2.9. Nephrology Intervention

The following criteria require Nephrology evaluation and interventions. Signs and symptoms of nephrotic syndrome, <20 red blood cells in urine microscopy examination; patients having > 2200 mg per 24 hours of albuminuria, uncontrolled hypertension in CKD patients with several ongoing antihypertensive medications, glomerulonephritis signs and symptoms, ongoing hypokalemia or hyperkalemia, ongoing anemia requiring erythropoietin administration, to rule out if the patient has genetic renal disease, recurrent severe kidney stones, the unexplained ongoing decline in eGFR > 5 mL/min/1.73m2 or speedy decline in eGFR > or equal to 25% from baseline [1] , unsolved persistent albuminuria or increased albuminuria.

Kidney biopsy is indicated if the microscopic urine examination shows dysmorphic red blood cells or cellular casts or increased UACR along with a swift decline in GFR [2] [10] [58] . Kidney conditions and certain autoimmune conditions that can lead to ESRD are lupus, alport syndrome, polycystic kidney disease (PKD), interstitial nephritis, pyelonephritis, diabetic nephropathy, hypertension, glomerulonephritis, long-term use of certain medicines, narrowed or blocked renal artery, genetic renal disease [2] [10] [28] [53] . Evaluation of detailed diagnostic testing decides if kidney replacement therapy is needed.

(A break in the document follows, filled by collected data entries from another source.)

Issue #999, opened 2021-11-11
Security vulnerabilty


haby0:
What would be the right contact to report a security vulnerabilty? thanks!

gorarakelyan:
@haby0 feel free to report any issues here.

SGevorg:
@haby0 how about you join our slack channel and let's discuss there ?

SGevorg:
@haby0  here is the link https://slack.aimstack.io/

Thanks for the contribution :).

gorarakelyan:
Resolved in Aim v3.1.0

PR #1003, opened 2021-11-12
Security issue fix for `/static-files/{path}` endpoint 

mihran113:
Fix security issue when incorrect path is given to the endpoint that serves static files which can lead to a leak of files (e.g. `/static-files/../../../../etc/passwd`)

### DIFF
--- a/aim/web/api/views.py
+++ b/aim/web/api/views.py
@@ -1,7 +1,9 @@
 import os
+from pathlib import Path
 
 from aim.web.api.utils import APIRouter  # wrapper for fastapi.APIRouter
 from fastapi.responses import FileResponse
+from fastapi import HTTPException
 
 statics_router = APIRouter()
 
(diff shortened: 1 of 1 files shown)


mihran113:
resolves #999

haby0:
If you use ```os.path.join(static_file_root, path)``` to join the path, the ```path``` parameter value cannot have ```/``` or ```\\```, Otherwise, the request will definitely make the result of ```if``` judgment as ```True```.

mihran113:
> If you use `os.path.join(static_file_root, path)` to join the path, the `path` parameter value cannot have `/` or `\\`, Otherwise, the request will definitely make the result of `if` judgment as `True`.

I think you meant that if the `path` starts with `/` or `\\` then `os.path.join` won't work as expected. Yeah, that's a valid concern, but our UI handles that. Anyways will change that with usual join to avoid any failures. Thanks for the comment.

alberttorosyan (approved):

Issue #861, opened 2021-10-16
Enforce tracked sequence to be homogeneous


alberttorosyan:
In Aim `Sequence` is defined as a series of homogeneous values (for example, `Metric` is a series of floating point values).
It is assumed that for the same sequence `Run.track()` is called for the objects of a same type. However this is not enforced.

Need to enhance the `track` method to check object's type before writing it to db. The following to be taken into account:
- tracking of a sequence values can be interrupted and continiued in a separate process
- empty list is a valid value for tracking

alberttorosyan:
The related code is not merged to `main` yet. Branch `feature/images-query-api` should be used meanwhile.

PR #1008, opened 2021-11-17
Ensure single sequence values are homogeneous

alberttorosyan:
Added object type checking in `Run.track()`. The logic is the following:
Per each run sequence there's a `SequenceInfo` in-memory object which holds values count and data type for the sequence.
When the first value is added, `SequenceInfo` is initialized. There are two possible cases:
1. The sequence is constructed from scratch, i.e. there's nothing written in sequence container yet. In this case data type is set to be equal to the first tracked value's type.
2. The sequence is continued on top of existing one. Here the data type is set to the one written in run's metadata container.  Since there might be repositories, with logged metrics generated prior to adding `dtype`, we treat missing value as if it was `dtype float`.

Values incompatible with the sequence data type are rejected and `ValueError` is raised.
There's a special handling when value type is list. In case when the first tracked value is an empty list, we cannot check inner object data type, and the sequence `dtype` is allowed to change. Once a non-empty list is passed to `Run.track()` sequence type is updated. No other object types are allowed since that, though empty lists are still valid input for that sequence.


alberttorosyan:
resolves #861

aim/sdk/run.py
```diff
@@ -371,17 +377,28 @@ def _track_impl(
...
-            max_idx = len(val_view)
-        step = step or max_idx
-
-        self.series_counters[metric.selector] = max_idx + 1
-
-        if max_idx == 0:
+        seq_info = self.sequence_info[metric.selector]
+        if not seq_info.initialized:
+            seq_info.count = len(val_view)
+            seq_info.trace_dtype = self.meta_run_tree.get(('traces', ctx.idx, name, 'dtype'), None)
```
mihran113, line 383: `sequence_dtype` instead of `trace_dtype`?

aim/sdk/run.py
```diff
@@ -371,17 +377,28 @@ def _track_impl(
...
+                self.meta_tree['traces_types', new_dtype, ctx.idx, name] = 1
+                seq_info.trace_dtype = self.meta_run_tree['traces', ctx.idx, name, 'dtype'] = new_dtype
+            compatible = check_types_compatibility(dtype, seq_info.trace_dtype, update_trace_dtype)
+            if not compatible:
+                raise ValueError(f'Cannot log value \'{value}\' on sequence \'{name}\'. Incompatible data types.')
+
+        step = step or seq_info.count
+
+        if seq_info.count == 0:
             # TODO [AT] check sequence is homogeneous & handle empty list case
```
mihran113, line 399: this `TODO` can be deleted, right?

aim/sdk/run.py
alberttorosyan: 👌

aim/sdk/run.py
alberttorosyan: yeah, that's the whole point of this PR

PR #1016, opened 2021-11-19
[feat] Additional properties for Aim Images built from PIL.Image.Image

alberttorosyan:
Added image mode and image type. Image type is hard-coded to 'PIL.Image'


mihran113 (approved):

gorarakelyan (approved):
lgtm

PR #1018, opened 2021-11-19
Improve run detail page header ux

VkoHov:
- Improve run detail header select dropdown
- Fixed table manage columns method
- Fix changing metrics page axis linear scale to log
- Add ability to search with Enter button in images explore
- Change resize mode to "resizable" after empty response


KaroMourad (approved):
lgtm

Issue #1025, opened 2021-11-22
Ability to cancel pending request


roubkar:
## 🚀 Feature

Provide an ability to cancel pending requests from UI.

### Motivation

The requests can sometimes take long to be fulfilled and there's no way to escape the pending state in UI.
Even worse case is when the latest query is being saved in the URL and you need to wait for the query result to return on page enter.

### Pitch

Would be great to have a button for this action. The `Search` button can be switched by a `Cancel` button while the request is in process.

PR #1026, opened 2021-11-22
Add ability to cancel pending request

roubkar:
- Replace the `Search` button with `Cancel` during a pending request.
- Send abort signal to the pending request on `Cancel` button click


roubkar:
Resolves https://github.com/aimhubio/aim/issues/1025

rubenaprikyan (commented):
It seems we have code duplications?

roubkar:
> It seems we have code duplications?

Yeah, I've added the same functionality to as many places as we are using the search requests.
We need to go over app creation improvement and SelectForm component improvement which will also reduce duplications with other items related to them such as search request handling.

KaroMourad (approved):

VkoHov (approved):

PR #1029, opened 2021-11-22
Do not show warnings when readonly run container optimization fails

alberttorosyan:
Added silent flag to `exception_resistant` decorator


gorarakelyan (approved):
lgtm

PR #1032, opened 2021-11-23
Slice image sequence by index for the given steps range.

alberttorosyan:
Added method to select N values from the given [start, stop) range
of tracked steps. Entire range is loaded into memory so the number of
items can be identified and sliced correctly.


mihran113 (approved):
lgtm

PR #1039, opened 2021-11-23
Update images URI batch request delay

roubkar:
Changed images URIs get by batch request delay from `1s` to `300ms`


gorarakelyan (approved):
lgtm

PR #1040, opened 2021-11-23
Replace nan/inf/-inf values with None when returning metric batch.

alberttorosyan:


mihran113 (approved):

aim/web/api/runs/utils.py
```diff
@@ -195,6 +195,8 @@ def collect_requested_metric_traces(run: Run, requested_traces: List[TraceBase],
 
         iters, values = trace.values.sparse_list()
 
+        values = list(map(lambda x: x if float('-inf') < x < float('inf') and x == x else None, values))
```
mahnerak, line 198: Not a proper place to fix the bug with JSON error.

mahnerak: If you're getting a JSON serialization error while sending an response from backend using JSON - it's issue with json, not the storage. The SDK is designed to support Inf:
```py
>>> aim.storage.encoding.encode(inf)
b'\x03\x00\x00\x00\x00\x00\x00\xf0\x7f'
>>> aim.storage.encoding.decode(b'\x03\x00\x00\x00\x00\x00\x00\xf0\x7f')
inf
>>> aim.storage.encoding.encode(nan)
b'\x03\x00\x00\x00\x00\x00\x00\xf8\x7f'
>>> aim.storage.encoding.decode(b'\x03\x00\x00\x00\x00\x00\x00\xf8\x7f')
nan
```

mihran113: Yeah, @mahnerak we clearly know that, but at this point to not open an additional task for UI team we decided to handle it on the server side this way instead of switching to streaming response. You can have a look at a discussion in slack channel.

alberttorosyan: @mahnerak that's why the fix is not int he SDK, but in web API utils. There are two sides of the issue:
1. Current implementation of FastAPI JSON response forbids `nan/inf/-inf` values.
2. UI widgets do not handle those values. 
Possible solutions:
1. Replace `JSONReponse` with custom class allowing to serialize those values. This will require additional changes in UI.
2. Replace values with `None` (works fine in UI). This doesn't affect SDK usage.

alberttorosyan: CC @roubkar

alberttorosyan: I'm merging this now @mahnerak.

PR #1042, opened 2021-11-23
Support of Image input additional data sources.

alberttorosyan:
Added support for tf.Tensor and torch.Tensor.
Added support for numpy.array.
Refactored PIL.Image support.

### DIFF
--- a/aim/sdk/objects/image.py
+++ b/aim/sdk/objects/image.py
@@ -113,10 +113,14 @@ class Image(CustomObject):
         self.storage['width'], self.storage['height'] = pil_image.size
 
     def _from_numpy_array(self, array: np.ndarray):
-        shape = array.shape
-        if len(shape) not in {2, 3}:
-            raise ValueError('Cannot convert to aim.Image. array must have 2-D or 3-D shape.')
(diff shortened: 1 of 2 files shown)


aim/sdk/objects/image.py
```diff
@@ -102,9 +101,76 @@ def json(self):
...
-    # TODO support other sources as well
-    raise ValueError
+        self.storage['data'] = BLOB(data=image_bytes_p.getvalue())
+        self.storage['source'] = 'PIL.Image'
+        self.storage['mode'] = pil_image.mode
+        self.storage['format'] = 'png'
+        self.storage['width'], self.storage['height'] = pil_image.size
+
+    def _from_numpy_array(self, array: np.ndarray):
+        if array.ndim not in {2, 3}:
```
gorarakelyan, line 116: what about rgba mode? ndim=4
doesn't ndim of grayscale mode equal to 1?

alberttorosyan: @gorarakelyan `ndim` is still 3 in this case, the value of third dimension would be 4

gorarakelyan (approved):
lgtm

PR #1045, opened 2021-11-24
Server side fixes and additions

mihran113:
Provide `-w` or `--workers` option for `aim up` command to specify `uvicorn` workers count and make images/metrics search endpoints async to avoid memory piling up


alberttorosyan (approved):
lgtm

Issue #1997, opened 2022-07-25
Long metric name doesn't look good on UI


Sharathmk99:
## 🐛 Bug

We have a long metric name which is really long, but UI looks names are overlapping. Possible to handle somehow?

![image](https://user-images.githubusercontent.com/3970340/180880862-36daa2e4-96f2-4903-a7ad-f408611cc427.png)

### To reproduce

Log metrics with long name which is more than 256 char.
### Environment

- Aim Version (e.g., 3.0.1)
- Python version
- pip version
- OS (e.g., Linux)
- Any other relevant information

roubkar:
Hey @Sharathmk99, looking into this and will try to fix it ASAP.

Sharathmk99:
@roubkar Thank you.

gorarakelyan:
@Sharathmk99 the issue has been fixed and released with Aim v3.12.1 🚀

Sharathmk99:
Thank you so much @gorarakelyan!!

PR #2001, opened 2022-07-26
[fix] Break long metric names into multiple lines in Run Page

roubkar:
- Break long metric names into multiple lines in Run Page
- Fix a minor issue with the selection pane shadow for the Explorer table


roubkar:
Resolves https://github.com/aimhubio/aim/issues/1997

arsengit (approved):

PR #2014, opened 2022-07-31
[feat] CLI Convert Tensorboard to accept remote server

### LINKED ISSUE #2013: aim converter cli command should accept remote server address while logging tensorboard event files
## 🚀 Feature

aim converter cli to log tensorboard logs should accept aim remote server repo address. Currently it only supports local path

### Motivation

aim cli converter should accept aim remote server address to log the artifact.

### Pitch

Support tensorboard convert cli command to accept remote server address

Sharathmk99:
Fixed #2013

### DIFF
--- a/CHANGELOG.md
+++ b/CHANGELOG.md
@@ -5,6 +5,7 @@
 ### Enhancements:
 
 - Restrict Run.hash to auto-generated values only (alberttorosyan)
+- CLI option convert tensorboard to accept remote server address (sharathmk99)
 
 ### Fixes:
 
--- a/aim/cli/convert/commands.py
+++ b/aim/cli/convert/commands.py
@@ -2,27 +2,41 @@ import os
 
 import click
 from click import ClickException
-
+import grpc
 from aim.sdk.repo import Repo
-from aim.sdk.utils import clean_repo_path
+from aim.ext.transport.client import Client
 from aim.cli.convert.processors import (
     parse_tb_logs,
     parse_mlflow_logs
 )
 
+def validate_repo(ctx, param, value):
+    if not value and not param.required:
+        return value
+    if value.startswith("aim://"):
+        try:
+            _client = Client(value.replace("aim://", ""))
+            _client.get_version()
+            return value
+        except grpc.RpcError as e:
+            raise e
+    else:
+        validate_path = click.Path(exists=True,
+                file_okay=False,
+                dir_okay=True,
+                writable=True)
+        return validate_path.convert(value, param, ctx)
 
 @click.group()
-@click.option('--repo', required=False, type=click.Path(exists=True,
-                                                        file_okay=False,
-                                                        dir_okay=True,
-                                                        writable=True))
+@click.option('--repo', required=False, callback=validate_repo)
 @click.pass_context
 def convert(ctx, repo):
     ctx.ensure_object(dict)
-
-    repo_path = clean_repo_path(repo) or Repo.default_repo_path()
+    if not repo:
+        repo_path = Repo.default_repo_path()
+    else:
+        repo_path = repo
     repo_inst = Repo.from_path(repo_path)
-
     ctx.obj['repo_inst'] = repo_inst
 
 
--- a/aim/cli/convert/processors/tensorboard.py
+++ b/aim/cli/convert/processors/tensorboard.py
@@ -1,5 +1,6 @@
 import json
 import os
+from pathlib import Path
 
 import click
 from tqdm import tqdm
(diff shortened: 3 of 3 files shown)


alberttorosyan:
@Sharathmk99 thanks for the contribution 🙌 
Let me share a coupe of thoughts regarding the implementation.
One of the primary reasons remote server was not supported by converter at first place is the high frequency of I/O (due to `track()` method calls), which remote tracking server is not designed for. So you might experience big latency, which is not seen at first glance since the `track()` calls are non-blocking.
The way we think about the implementation is the following. Run the converter with local Aim repo. Implement a command (i.e. `aim rsync`) to copy the newly created runs to the remote Aim repo. This can be simplified even further by doing the conversion and sync as a single step. 
As of now, the `.aim` directory should be copied manually and `aim runs cp` command should be used. The alternative would be just copying the tb logs to the server where Aim remote repo resides and run the converter there.

Would love to hear your thoughts regarding this.

Sharathmk99:
> @Sharathmk99 thanks for the contribution 🙌 Let me share a coupe of thoughts regarding the implementation. One of the primary reasons remote server was not supported by converter at first place is the high frequency of I/O (due to `track()` method calls), which remote tracking server is not designed for. So you might experience big latency, which is not seen at first glance since the `track()` calls are non-blocking. The way we think about the implementation is the following. Run the converter with local Aim repo. Implement a command (i.e. `aim rsync`) to copy the newly created runs to the remote Aim repo. This can be simplified even further by doing the conversion and sync as a single step. As of now, the `.aim` directory should be copied manually and `aim runs cp` command should be used. The alternative would be just copying the tb logs to the server where Aim remote repo resides and run the converter there.
> 
> Would love to hear your thoughts regarding this.

I don’t think offline sync helps us. I’ll share my usecase, in big company normally tensorboard is used to log metrics. When they want to move to 3rd party tools first implementation is to sync existing tensorboard logs without much change real time and evaluate the tool. 
I think syncing tensorboard logs real-time is really good starting point for anyone who is already using tensorboard. 
First I started to make charges in convert cli, then I need to implement feature to real-time sync part of run itself. 
I think we need to seriously build backend API with high I/O support or no need to call backed API for every track call. When track is called, log the details temporarily to local and background thread to sync batch wise to server. We can talk about this, I have some ideas
If you think this is not the case for many other users, I’ll close the PR.

alberttorosyan:
Hi @Sharathmk99,

The use-case with tb converter you described above totally makes sense. The idea with syncing data with remove in batches seems to be the best option. Unfortunately implementation of batch sync with remote tracking server will require extensive changes in aim core and at this moment we do not have capacity to do that.
 
In order to make improve user experience we suggest the following:

1. First time sync of logs has high I/O rate and it worth considering to do it with local aim repo anyways.
2. Once the sync is done, aim repo can be moved to the destination server.
3. The rest of sync operations (for new training runs) should be done by one of the following two options:

**Option 1**
Monkey-patch tb logging to track data with aim remote tracking in addition to saving tb logs. With minimal changes in training scripts we can achieve lowest possible e2e latency for newly logged data

**Option 2**
Poll tb logs for new events (f.e. using cron). Remote tracking functionality should be extended to keep events cache on server side instead of local directory.

Would love to hear your thoughts regarding this.

Sharathmk99:
Hi @alberttorosyan 

Thank you for the response. It makes sense about the option you suggested.
In our team, we run many training per day and MLOps guys can't do above task manually. I understand there is latency consent when using remote server for syncing tensorboard logs.

But I think there is no harm in supporting remote server for tensorboard cli, so that end-user can use if it make sense for there use-case. For our use-case we didn't observe any latency problem syncing large number of metrics, as our K8S cluster is on-premise.

Let me know if you think there is huge problem supporting remote server for tensorboard sync. Many thanks!!

alberttorosyan:
> Hi @alberttorosyan
> 
> Thank you for the response. It makes sense about the option you suggested. In our team, we run many training per day and MLOps guys can't do above task manually. I understand there is latency consent when using remote server for syncing tensorboard logs.
> 
> But I think there is no harm in supporting remote server for tensorboard cli, so that end-user can use if it make sense for there use-case. For our use-case we didn't observe any latency problem syncing large number of metrics, as our K8S cluster is on-premise.
> 
> Let me know if you think there is huge problem supporting remote server for tensorboard sync. Many thanks!!

@Sharathmk99, implementing the support for remote server in tensorboard converter shouldn't be a big deal. We need to make the events file caching more abstract (currently it's bound directly to FS) so the Remote counterpart can be also implemented.

gorarakelyan:
Closing this PR. We are restructuring the remote+storage part and the conversion will be automatically supported for RT soon.

PR #2028, opened 2022-08-02
[feat] Support manylinux2014 wheels

alberttorosyan:


mihran113 (approved):

mihran113:
maybe worth changing the base branch to `release/3.12.x`? So the `3.12.1`  release will also have the manylinux2014 wheels.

In certain emergency situations that lead to uremia, dialysis treatment is indicated right away.

Signs and symptoms of Uremia.

Nausea, vomiting, metallic taste in the mouth, fatigue, loss of appetite, frequent urination, cognitive dysfunction, muscle cramping, feet and ankles swelling, shortness of breath from fluid accumulation, dry and itchy skin, unexplained weight loss, In severe instances, symptoms of uremic fetor and uremic frost. Treatment for ESKD includes peritoneal dialysis, home hemodialysis, in-center hemodialysis, renal transplant, and conservative care without dialysis [60] . Peritoneal dialysis is not a good choice for patients with a history of abdominal scars related to multiple abdominal surgeries and unstable housing [23] [61] [62] . The hemodialysis treatment schedule could cause an inconvenience to the patients as patients have to travel to a dialysis center 2 - 3 three times a week. In addition, dialysis access carries the risk of infection. In old patients with reduced functional status, initiating dialysis was found to be related to a faster functional decline and increased short-term mortality [63] [64] .

Kidney transplant surgery includes risks such as infection, injury to surrounding organs, bleeding, or death. According to KDOQI guidelines, an eGFR value between 15 - 20 mL/min/1.73 prompts dialysis treatment access creation. A multidisciplinary approach is followed while initiating and managing renal replacement. Social workers discuss the patient’s finances, and transportation arrangements with the patients, dieticians advise dietary regimens, nephrologists and dialysis nurses are involved in educating patients about their health and various treatment options. Patient preference needs to be considered in the treatment approach. Even though dialysis treatment is efficacious in reducing the mortality and morbidity of ESRD patients, living donor kidney transplants done before or immediately after dialysis treatment initiation are considered ideal treatment due to the best results it provides [65] .

3. Conclusion

The ideal treatment of CKD is an individualized treatment approach to stop further CKD progression, cardiovascular risk management, appropriate dose modification for the medicines, removal of possible nephrotoxins, treatment of albuminuria, monitoring and managing complications of CKD, good dietary regimen, exercise, and weight reduction. Early diagnosis of CKD and appropriate treatment are crucial in controlling the risk factors responsible for CKD progression thereby reducing CKD mortality and morbidity and associated medical expenditure throughout the world.

Conflicts of Interest

The author has no conflict of interest.